Activation of Meizothrombin and of Prethrombin 2 plus
Fragment 1.2 to Thrombin--
Fig.
3, A and B, shows
the initial rates of activation to thrombin of MzIIa as
well as Pre2 and F1.2, as obtained from the initial rates of change in
DAPA fluorescence intensity. As noted previously (6, 17), activation of
these intermediates to thrombin reflects the prothrombinase-catalyzed
cleavage of individual peptide bonds,
Arg273-Thr274 in MzIIa and
Arg322-Ile323 in Pre2.
Because these reactions involve a single proteolytic event, it seems
appropriate to apply the Michaelis-Menten model and obtain the apparent
first order rate constants
(Vmax/Km) as a function of
membrane concentration. Plots of initial rates of MzIIa
activation versus substrate concentration thus were fit to
this model. The Km values determined from these fits showed no clear trend with lipid concentrations within experimental and
fitting errors and had an average value of 0.9 ± 0.1 µM. The apparent first order rate constants
(Vmax/Km) for proteolysis of
MzIIa were nearly independent of lipid concentrations above 50 µM but did decrease slightly at 2000 µM
lipid (filled triangles, Fig.
4A). A similar behavior was
seen for Pre2 and F1.2 proteolysis (filled circles, Fig.
4A). For activation of Pre2 and F1.2 as well as
MzIIa, a somewhat lower rate was observed at 20 µM lipid (Fig. 4A), at which only 45% of the
substrate was membrane-bound and for which the rate of prothrombin
activation was not saturated in Va (Fig. 2).

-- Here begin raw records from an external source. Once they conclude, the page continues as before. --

PR #307, opened 2015-08-06
Expose krb5_c_prfplus() and krb5_c_derive_prfplus()

npmccallum:
This commit permits the external use of the RFC 6113 PRF+ function.
It also creates a function used to derive an input key with a string
to make a new output key.

### DIFF
--- a/src/include/krb5/krb5.hin
+++ b/src/include/krb5/krb5.hin
@@ -643,6 +643,40 @@ krb5_error_code KRB5_CALLCONV
 krb5_c_prf_length(krb5_context context, krb5_enctype enctype, size_t *len);
 
 /**
+ * Generate pseudo-random bytes using RFC 6113 PRF+.
+ *
+ * The caller must allocate the output buffer. The length of the pseudo-random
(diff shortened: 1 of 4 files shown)


kaduk:
I think that the style prefers 'cleanup' as the exit label to 'egress'; I'm not sure why it was changed.

npmccallum:
Yeah, that was my mistake. It was an accident of the history of the patch. I can fix it tomorrow.

npmccallum:
Fixed.

greghudson:
Adjusted version: https://github.com/greghudson/krb5/commits/prfplus

The changes are mostly inoccuous, but there's one thing I want to red-flag: your versions of krb5_c_derive_prfplus() and krb5_c_fx_cf2_simple() can leave a dangling pointer in *out on error.  We try hard to avoid this as it can lead to high-impact bugs.  See http://k5wiki.kerberos.org/wiki/Coding_style/Practices#Output_parameter_handling

greghudson:
Pushed to master as 35f288092f0df7f4aca92e1f51db3611a3b32ada

PR #308, opened 2015-08-07
Do not allow retries on SOCK_STREAM sockets in libkrad

npmccallum:
Before this patch, libkrad would follow the same exact logic for
all socket types when the retries parameter was non-zero. This
meant that when connecting with SOCK_STREAM, multiple requests
were sent in case of packet drops, which, of course, cannot
happen for SOCK_STREAM.

Instead, we will just disable retries for SOCK_STREAM sockets.


greghudson:
Pushed to master with minor changes as 25e0656fdf9862faf9aa91288023776e9a47caad

PR #311, opened 2015-08-11
Fix new doxygen parameter lists

greghudson:
Use [out] instead of [in] for the output parameters of
krb5_c_prfplus() and krb5_c_derive_prfplus().  Also use "out" instead
of "output" for krb5_c_derive_prfplus() to match the parameter name in
the definition.


tlyu:
Looks OK to me.

PR #312, opened 2015-08-12
Vs2015 fixes - second batch

tsondergaard:
The first three commits 67d1d01, 27051ce and 4488321 in this pull request I consider ready to merge and uncontroversial. The fourth commit 98d290b "Remove windows/gina" is a suggestion - GINA modules are no longer supported since Windows Vista and the code doesn't seem to be complete anyway.

The last commit 7ed67d9 is not a fix at all, it just works around the problem that the FILE is an opaque struct in the new standard library shipped with VS2015, so it doesn't have a visible _flag member anymore. I am wondering if the fp->_flag actually matters at all. The fp, a FILE *, is not touched anymore after 

*stdout = *fp;
fp->_flag = 0;

at least not by user code, but the c library may have some at-exit handling for open FILEs.

Note that with all five commits I can build krb5 with VS2015 without errors.


tsondergaard:
After googling a bit, I think the redirection of stdout should handle at the file descriptor level, leaving the stdio.h FILE level mostly oblivious to the change. It can be done with dup2. See the example for dup2 on msdn:

https://msdn.microsoft.com/en-us/library/aa246796%28v=vs.60%29.aspx

kaduk:
I am a little nervous about some of these changes, given that we know of people who are still building with VS 2008 and possibly even VS 2005.  I can't spin up the VM farm right now to check (e.g.) what VISUALSTUDIOVERSION those leave in the environment, though.

tsondergaard:
I assume it is commit 67d1d01 that bothers you. If you look at the old behaviour it uses either MFC100(D) or MFC110(D) - Visual Studio 2005 ships with MFC80(D) and Visual Studio 2008 with MFC90(D). I can improve the patch by falling back to MFC100(D).dll as it did before unless VisualStudioVersion is set - I don't believe that VisualStudioVersion is set by older versions of Visual Studio. That way the patch will leave behaviour unchanged for those older Visual Studio versions.

tsondergaard:
f4ea555 should now behave exactly as before for older versions of Visual Studio.

kaduk:
Thanks for the updates in f4ea5551; that's a nice simplification (though it would be nice to double-check that the old versions don't set VISUALSTUDIOVERSION).  Unfortunately, the added code in 2d1a97cf adds a version comparison against "14.0" that will presumably need updating for a 15.0 and later.  I don't know if there's some nmake cleverness we can do that will just do the right thing for later versions (assuming they retain the new CRT behavior).

tsondergaard:
I've updated the check against "14.0" - there is no operator for comparing version numbers in nmake, but while not bullet proof the check should work as long as they don't remove the .0 in future versions of VisualStudio.

I have also removed the Work-in-progress commit, which I hope means that you will accept this pull request

tlyu:
I haven't tested yet, but as I recall, the construct $(VISUALSTUDIOVERSION:.=) wouldn't work in POSIX Make to delete the decimal point in strings such as "14.0", because POSIX specifies that construct to work only on suffixes.  nmake might allow it, but it might be safer to use $(VISUALSTUDIOVERSION:.0=0).

tsondergaard:
According to the reference documentation it doesn't only work with suffixes as it states that "each occurrence of string1 in its definition string is replaced by string2" and there can be only one suffix in a string:

https://msdn.microsoft.com/en-us/library/bsd42ets.aspx?f=255&MSPPError=-2147217396

Also we cannot be sure that version numbers will end with .0 - Visual Studio .net 2003 had version number 7.1.

tlyu:
It does seem that nmake exhibits that non-POSIX variant behavior.  What sets VISUALSTUDIOVERSION?  I don't see it being set by the SDK setenv.cmd that I have (SDK 7.1, VS 10.0).

kaduk:
It sounded like vcvars.bat would do so, but I haven't gotten to test yet.

tsondergaard:
The following is observed from the Visual Studio installations on my own computer and the CI build systems I have access to: vcvarsall.bat in Visual Studio 2012 (11.0), Visual Studio 2013 (12.0) and Visual Studio 2015 (14.0) sets it. The SetEnv.cmd from Windows SDK 7.1 does not set it. I don't know if Visual Studio 2010 set it - my guess would be no, since SDK 7.1 doesn't.

tlyu:
Looks like vcvarsall.bat on Visual Studio 2010 doesn't set it either.

tsondergaard:
Note that regardless if vs2010 set VisualStudioVersion or not, the patches behave correctly for vs2010

tsondergaard:
Let me know if there is anything I can do to help land these small changes.

greghudson:
Pushed to master as f9e79bfdfaa6eb7c2059fb496b296b4316ca6352 and preceding.

PR #313, opened 2015-08-12
Indicate false when name is not MN at gss_inquire_name

frenche:
Currently name_is_MN is left uninitialized which seem like a typo.

Thanks,
Isaac B.


greghudson:
Pushed to master as a3f3f4069858ea795b732ec1d96fae20d5fafe24

PR #314, opened 2015-08-16
Secure cookie suport

greghudson:
These commits add secure cookie support, with tests and documentation.

This work is ready for review, but there is one small issue to address.  We're using key usage value 513 when encrypting with the cookie key; that's in the range 512-1023 which is reserved for internal use within a Kerberos implementation.  Right now the value is defined in fast_util.c; that doesn't seem very conducive to avoiding conflicts within our implementation, should we ever need another key usage value with similar characteristics.  I am wondering if we should instead define it in krb5.hin, or perhaps in k5-int.h.


tlyu:
Defining the keyusage in either krb5.hin or k5-int.h is fine.  I have a slight preference for krb5.hin, so it's easier to find.

greghudson:
Amended to define the key usage constant in krb5.hin.

tlyu:
Thanks; looks good now.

Determination of the Kinetic Constants of the Initial Proteolytic
Steps--
To establish the pathway of activation, we do not need the
rates of reactions B and D but instead those of
reactions A and C. The rates of these reactions
are difficult if not impossible to measure directly because of the
rapid consumption of their products in the second step of prothrombin
activation (Fig. 1). To overcome this problem, we have used an approach
described earlier (2). In Fig. 5, the
time courses for appearance of thrombin plus MzIIa
(circles) and MzIIa alone (squares)
are measured by the S-2238 assay at five lipid concentrations, and the
time courses of thrombin plus MzIIa (open
circles), MzIIa (open squares), and Pre2
(open triangles) appearance are measured by PAGE at 200 µM lipid. The fact that the rate of thrombin formation
was greater than the rate of MzIIa appearance at all lipid
concentrations means either that significant thrombin formation
occurred through the Pre2 pathway or that a large fraction of
MzIIa and/or Pre2 rapidly was processed directly to
thrombin and not detected as a released intermediate. An extensive
SDS-PAGE analysis was performed at one lipid concentration (200 µM) with the results matching the quench flow results and
showing that no Pre2 formation was detectable (Fig. 5). Single time
points confirmed that Pre2 could not be detected by SDS-PAGE at any
other lipid concentration, implying that a fraction of intermediate(s)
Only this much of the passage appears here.